PR #2084, opened 2023-07-02
Update pychess.po part 1

M-DinhHoangViet:
Add trangle Vietnamesse part 1


gbtami:
Thx for your work, but don't edit .po files in git. Use transifex please. We pull translations from there.
See https://github.com/pychess/pychess/wiki/TransifexTranslates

What the exercise asks => The data above must be restated word for word.

Result =>
PR #2084, opened 2023-07-02
Update pychess.po part 1

M-DinhHoangViet:
Add trangle Vietnamesse part 1


gbtami:
Thx for your work, but don't edit .po files in git. Use transifex please. We pull translations from there.
See https://github.com/pychess/pychess/wiki/TransifexTranslates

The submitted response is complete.